There are no plans to merge polytechnics, universities or the campuses of the Institute of Technical Education (ITE) even though cohort sizes are falling, Minister for Education (Higher Education and Skills) Ong Ye Kung has said.
This is because despite falling cohort sizes of between 10 and 15 per cent, these institutions still have a critical mass of students.
He was speaking to Singapore reporters on Thursday night (Friday Singapore time) at the St Gallen Symposium in Switzerland, where he was on a four-day working visit.
Mr Ong noted that questions had been raised over whether institutes of higher learning would merge, after the Education Ministry announced last month that eight junior colleges (JCs) would merge in 2019 because of falling cohort sizes.
He said: "The situation for ITE, polytechnics and universities is quite different from JCs'."
Illustrating his point, Mr Ong said the ITE currently has an intake of about 15,000 across its three campuses. Even if demographic changes mean this number could go down by 10 to 12 per cent by 2020 or 2025, "with three campuses we will (still) see a good critical mass".
BIGGER NOT ALWAYS BETTER
You can have something that is small and beautiful, not everything has to be large and full of economies of scale. At the university level I think this is the reality.
'' MR ONG YE KUNG, Minister for Education (Higher Education and Skills), on whether having smaller cohorts for the same number of institutions is cost-effective.
The situation with the five polytechnics and six universities - which have an intake of 24,500 and 19,000 students each year respectively - is similar, he said. Cohort sizes are projected to fall between 10 and 15 per cent by 2025, but the polytechnics and universities would still have a critical mass.
Universities also educate students at a "fairly specialised level" and do not need a big critical mass, he added. He cited, as an example, the Singapore University of Technology and Design ,which has an intake of 500 to 600 students a year.
"That alone is enough for a niche university that is focused on design and tech," he said, adding that falling cohort sizes could mean that there would be more colleges and programmes "focused on certain areas" in future.

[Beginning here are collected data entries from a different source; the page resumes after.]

PR #1446, opened 2021-06-21
RD-2647 Switch UI development to 6.1.0 build

Gelio:
This branch switches the main branch for the UI CI to `6.1.0-build`. I have also refactored slightly the Jenkinsfile to avoid having to change the name in multiple places in the future :slightly_smiling_face: 

I will raise a cherry-pick for the `6.1.0-build` branch after this PR is merged.

## System tests

https://jenkins.cloudify.co/blue/organizations/jenkins/Stage-UI-System-Test/detail/Stage-UI-System-Test/819/pipeline

Queued 2021-06-21 20:02 CEST

### DIFF
--- a/jenkins/Jenkinsfile
+++ b/jenkins/Jenkinsfile
@@ -26,7 +26,7 @@ pipeline {
     stage_dir = "cloudify-stage"
     cfy_manager_url = 'https://raw.githubusercontent.com/cloudify-cosmo/cloudify-manager'
     cfy_node_rpm = 'http://repository.cloudifysource.org/cloudify/components/nodejs-12.22.1-1nodesource.x86_64.rpm'
-    MAIN_BRANCH = "master"
+    MAIN_BRANCH = "6.1.0-build"
   }
 
   stages {
--- a/jenkins/Jenkinsfile
+++ b/jenkins/Jenkinsfile
@@ -26,6 +26,7 @@ pipeline {
     stage_dir = "cloudify-stage"
     cfy_manager_url = 'https://raw.githubusercontent.com/cloudify-cosmo/cloudify-manager'
     cfy_node_rpm = 'http://repository.cloudifysource.org/cloudify/components/nodejs-12.22.1-1nodesource.x86_64.rpm'
+    MAIN_BRANCH = "master"
   }
 
   stages {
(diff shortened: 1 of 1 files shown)


jenkins/Jenkinsfile
```diff
@@ -26,6 +26,7 @@ pipeline {
     stage_dir = "cloudify-stage"
     cfy_manager_url = 'https://raw.githubusercontent.com/cloudify-cosmo/cloudify-manager'
     cfy_node_rpm = 'http://repository.cloudifysource.org/cloudify/components/nodejs-12.22.1-1nodesource.x86_64.rpm'
+    MAIN_BRANCH = "6.1.0-build"
```
yuvlar, line 29: @Gelio How static is this var? is it changed only when we bump versions or you might need to change it sometimes regardless? If it's the latter, maybe it should be a parameter instead of an env var.
If it's not, then see this change as approved

Gelio: I believe we only changed it when we bumped versions, so it's changed once per release, and then reverted to `master` after the release is over :slightly_smiling_face: IMO we don't need this to be parametrized per-build for now

yuvlar: Sounds good, Approved

yuvlar (approved):

kubama (approved):

jenkins/Jenkinsfile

"There is in fact an argument that because cohorts are falling, to make up for the quantity of talent, you actually need more diversity, more pathways in order to bring out the full potential of the limited talent we have," he said, adding that this is the direction higher education is heading.
Asked if it was cost-effective to maintain the same number of institutions despite falling cohort sizes, Mr Ong said: "You can have something that is small and beautiful, not everything has to be large and full of economies of scale. At the university level I think this is the reality."
Mr Ong added that while general education required a critical mass of students, this was not the case for institutes of higher learning that educate students in niche areas.
He also had a short dialogue on higher education with participants of the annual symposium, which is attended by business and government leaders, as well as students and young professionals.
Mr Ong said there was "curiosity" from participants on the education system in Singapore, which they held in high regard. "But we must continue to improve, because the economy is changing, the world is changing. The young are growing up with different expectations, hopes and dreams, and we must help them fulfil their potential."
Mr Ong also met Federal Councillor Johann Schneider-Ammann, who heads Switzerland's Federal Department of Economic Affairs, Education and Research, visited various institutions of higher learning and companies, and met students from the Singapore Management University who are on exchange at the University of St Gallen. He left for Singapore yesterday.